Friday, December 02, 2005

Three Calls

Three calls today.

A 98 year old man growing weak.

A 47 year old man with jaundice and a failing liver.

A 78 year old man with colon cancer.

All three calls were BLS. All three went to the hospital because they were too sick and weak to be at home, at least according to their caregivers who seemed in denial about the progression of their diseases. He gets tired on exertion. He's too weak to eat. He's lost twenty pounds.

The old man looked like he'd been a twinkling Spencer Haywood type priest in his day.

The youngest man looked like Dean Martin with yellow skin.

The thin old man with colon cancer looked like an emaciated Snoop Doggy Dog.

None of them said a word in the ambulance. They hardly moved.

Thursday, December 01, 2005

Something to Do

The last several days have been on the monotonous side. Same kind of calls over and over. Today we did two doctor's office calls. One for a man weak and dizzy who had the flu. The other for a man with some shortness of breath on exertion. He'd recently had surgery so his doctor sent him for x-rays and it turned out he had a PE so we brought him in to the ER. We did an old woman with Alzheimer's who said her neck hurt and then when we got to the hospital, she said she was fine and couldn't remember why we had brought her in. Did an MVA with neck and back pain.

Spent some time today reading through the AHA new guidelines. I've been jotting down some of the changes -- very interesting. I'll post more about them maybe tomorrow.

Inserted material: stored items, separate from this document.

PR #4516, opened 2024-08-07
Improve wording shown to the public

lucyb:
This clarifies the use of highly senstive data and improves the wording in a few other places. In particular, I think it's important that we're consistent with the nouns we use to describe concepts such as jobs, actions and environments.


madwort (approved):
thanks for tweaking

Also, you may have noticed I have started putting book ads on this site(Something to do while waiting for the big bad one). I am trying to post every autobiography or general non-fiction book about EMS and every fictional one I can find. I may add one or two instructional books, but only if they were real important to me. My apologies if I have left out anyone's book. I will add them as I come across them. At some point I may organize them better. I also may write a review of some of my favorites.